The fuel shortage has reshaped the lives of many workers throughout the city. Yasser al-Balhawi, a 48-year-old bus driver, no longer measures his day by completed trips. Instead, his workdays are defined by the long hours spent waiting at local gas stations.

For al-Balhawi, a driver whose entire livelihood depends on his vehicle, the mounting economic pressure is palpable. “With each passing day, this becomes more difficult, as prices rise and availability dwindles,” he noted. As the cost of fuel climbs, his earnings are no longer sufficient to cover his basic expenses, leaving him with the choice of waiting in long queues for fuel or forgoing work entirely.

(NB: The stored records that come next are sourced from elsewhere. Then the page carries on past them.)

PR #850, opened 2015-12-09
Main Window: Consistent style of main toolbar

sutherlandm:
The main window toolbar would follow the style of host OS (bright blue with Windows 7, or two tone gray on Ubuntu for example). Will now always have black background (to match the APM toolbar) and white text with either indoor or outdoor style/color. 'Inner' menus still follow the dark/light style.

### DIFF
--- a/files/styles/style-indoor.css
+++ b/files/styles/style-indoor.css
@@ -345,6 +345,14 @@ QMenu::separator {
      margin-right: 5px;
  }
 
+QMenuBar {
+    background: black;
+}
+
+QMenuBar::item {
+    background: black;
+}
+
 QMenuBar::item:disabled {
     border: none;
     background: none;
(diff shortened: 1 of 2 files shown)


billbonney:
Looks a bit odd with the menu drop down not being in sync with the color 
This change has no impact on OSX
menucolor

sutherlandm:
I was on the fence about how it looked, changed it so it will always look like below. Not sure why OSX would not work, I'll look into it.  
colour_fix

sutherlandm:
Ah right. Ok well it is up to you if you want to change it or close this to just leave things as is for now, my feelings won't be hurt. Would it be worth exploring the option of no menu bar like Mission Planner?

billbonney:
Closed: For now we are keeping it as is. Thanks for the proposal though 👍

The instability is also impacting local commerce. In the al-Kalakla al-Lafa market located in southern Khartoum, merchant Abdulhafiz Fadl Muhammad has seen a sharp decline in both customer foot traffic and supply availability. High temperatures in poorly ventilated market areas and the difficulty of maintaining refrigerated goods have worsened the situation. To sustain his business, Muhammad has already invested roughly three million Sudanese pounds in a solar power system.

Price fluctuations have been rapid. In a single week, a 10-kilogramme (22-pound) bag of sugar increased from approximately 28,000 ($71.70) to 35,000 Sudanese pounds ($89.75). Similarly, a 50-kilogramme (110-pound) bag of flour rose from 47,000 ($120.50) to 55,000 pounds ($141), and cooking oil moved from 30,000 ($76.90) to 37,000 pounds ($94.50). Muhammad indicated that further price hikes are expected, adding, “Some merchants are hesitant to sell while waiting to see how prices will develop.”

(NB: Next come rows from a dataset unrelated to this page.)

PR #1265, opened 2023-08-29
Run the CICD tests

keitherskine:
The CICD pipelines were running only the PostgreSQL and MySQL unit tests on Linux, because the tests were not being run using pytest.  This PR fixes that.  Also, strictly speaking, pytest should be run as a module with the `-m` option (i.e. `python -m pytest`) so I made those amendments too.

There is one test that is failing and I don't know why.  Here is the output:
```
__________________________ test_geometry_null_insert __________________________
cursor = <pyodbc.Cursor object at 0x0364EDA0>
    @pytest.mark.skipif(sys.platform.startswith('linux'),
                        reason='SQL Server Linux does not support -151 yet')
    def test_geometry_null_insert(cursor: pyodbc.Cursor):
        cnxn = connect()
    
        def convert(value):
            return value
    
        cnxn.add_output_converter(-151, convert)  # -151 is SQL Server's geometry
        cursor.execute("create table t1(n int, v geometry)")
        cursor.execute("insert into t1 values (?, ?)", 1, None)
>       value = cursor.execute("select v from t1").fetchone()[0]
E       pyodbc.ProgrammingError: ('ODBC SQL type -151 is not yet supported.  column-index=0  type=-151', 'HY106')
tests\sqlserver_test.py:1273: ProgrammingError
```
On the face of it, the code looks correct.  The only thing I can think of that -151 is a negative number and hence might throw things off somewhere, but I'm just guessing.  It's always a SQL_SMALLINT so would appear to be fine.  Help would be appreciated debugging this.

### DIFF
--- a/.github/workflows/ubuntu_build.yml
+++ b/.github/workflows/ubuntu_build.yml
@@ -190,32 +190,32 @@ jobs:
         PYODBC_POSTGRESQL: "DRIVER={PostgreSQL Unicode};SERVER=localhost;PORT=5432;UID=postgres_user;PWD=postgres_pwd;DATABASE=test"
       run: |
         cd "$GITHUB_WORKSPACE"
-        pytest "./tests/postgresql_test.py"
+        python -m pytest "./tests/postgresql_test.py"
 
     - name: Run MySQL tests
       env:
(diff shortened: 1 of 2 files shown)


mkleehammer:
The negative number is OK - SQL Server uses them for vendor specific extensions which we track in dbspecific.h

It turns out the test isn't really needed anymore so I've deleted it.

I rewrote the internals of managing output converters to use a Python dictionary.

Economist Mohamed al-Tayeb suggests that Sudan’s economic framework is particularly susceptible to energy disruptions. Because the nation relies heavily on land transport and energy-dependent production, any break in the energy supply quickly impacts the entire supply chain. Al-Tayeb argues that the crisis is also structural and deeply rooted in infrastructure.

“Sudan’s electricity networks rely heavily on illegal and makeshift poles erected without engineering oversight, which were never designed to carry sustained loads. As temperatures rise and demand spikes, the wires overheat, accelerating failures across the grid,” al-Tayeb explained. He added that “in many neighbourhoods, entire communities have been left dependent on a single shared generator operating well below the capacity the area actually requires.”

Speaking to Al Jazeera, al-Tayeb stated, “These are not systems built for the population they are supposed to serve. When you have informal infrastructure carrying formal demand, the breaking point comes quickly, and when it does, there is no redundancy, no backup, and the burden falls entirely on residents.” He described a cycle where rising fuel costs drive up the cost of operating generators and transporting goods, which in turn forces merchants to raise prices to cover expenses. “Rising fuel prices affect all stages, from operating generators to transporting goods between cities and markets. As this rise continues, the $cost of daily business operations becomes much higher, prompting merchants to raise prices to offset expenses,” he said.

Local communities are attempting to implement their own solutions, though only partially. In southern Khartoum, residents initially relied on generators when the public water network failed, but abandoned them as fuel costs became prohibitive. Some have transitioned to solar panels to power water pumps. Magdi Saleh, the head of a local neighborhood committee, noted, “This solution helped restore water flow to some homes in a more stable manner compared to generators, although it does not cover all needs.”

In various Khartoum neighborhoods, residents have established informal methods of coping, such as rationing the hours a shared generator runs, rotating access to device charging, and pooling resources to manage fuel costs. These survival tactics remain fragile, dependent on community cooperation and shared finances that are currently under significant strain.